=== Provided data ===
◇ ◇ ◇ ◇

PR #959, opened 2025-02-12
Add integration test harness that bypasses the FastAPI server to directly test the batcher 

renxida:
Previously, to test concurrent generation, we quickly submit multiple requests.

This does not consistently result in the same batching, and timing differences across shortfin can cause e.g. 4 requests to go from being all batches together to boarding a batch of 3 and then a batch of 1. This caused some very difficult-to-replicate errors and accounted for some of the regressions we observed leading up to the v3.2.0 release.

This harness and it's associated tests will eliminate inconsistent batching as an untested point of failure, allowing us to detect and replicate future errors that depend on certain batching conditions to appear.

### DIFF
--- a/app_tests/benchmark_tests/llm/sglang_benchmarks/conftest.py
+++ b/app_tests/benchmark_tests/llm/sglang_benchmarks/conftest.py
@@ -80,7 +80,7 @@ def server(model_artifacts, request):
     )
 
     server_instance = ServerInstance(server_config)
-    server_instance.start()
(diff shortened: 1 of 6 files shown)


renxida:
Note that this introduces some code duplication in server_management.py.

Will put in a follow up PR to dedupe the code there, and between model_management.py and sharktank's hf_datasets.py

renxida:
Temporarily dropping this in favor of a micro-server like SDXL's.

PR #961, opened 2025-02-12
Add metrics to sdxl phases (#948)

daveliddell:
Added logging via `@measure` (and other metrics.py functions) for the individual phases of SDXL to the sdxl shortfin server, including an average for the step portion of unet.

Same changes as on main branch.


daveliddell:
python3.11 is messed up for pre-commit on my machine, getting that in order, so I can run pre-commit before checking in! :-)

◇ ◇ ◇ ◇

=== What the task requires ===
Search the entries for the word "shortfin". Copy each line where it appears.

=== Written answer ===
This does not consistently result in the same batching, and timing differences across shortfin can cause e.g. 4 requests to go from being all batches together to boarding a batch of 3 and then a batch of 1. This caused some very difficult-to-replicate errors and accounted for some of the regressions we observed leading up to the v3.2.0 release.
Added logging via `@measure` (and other metrics.py functions) for the individual phases of SDXL to the sdxl shortfin server, including an average for the step portion of unet.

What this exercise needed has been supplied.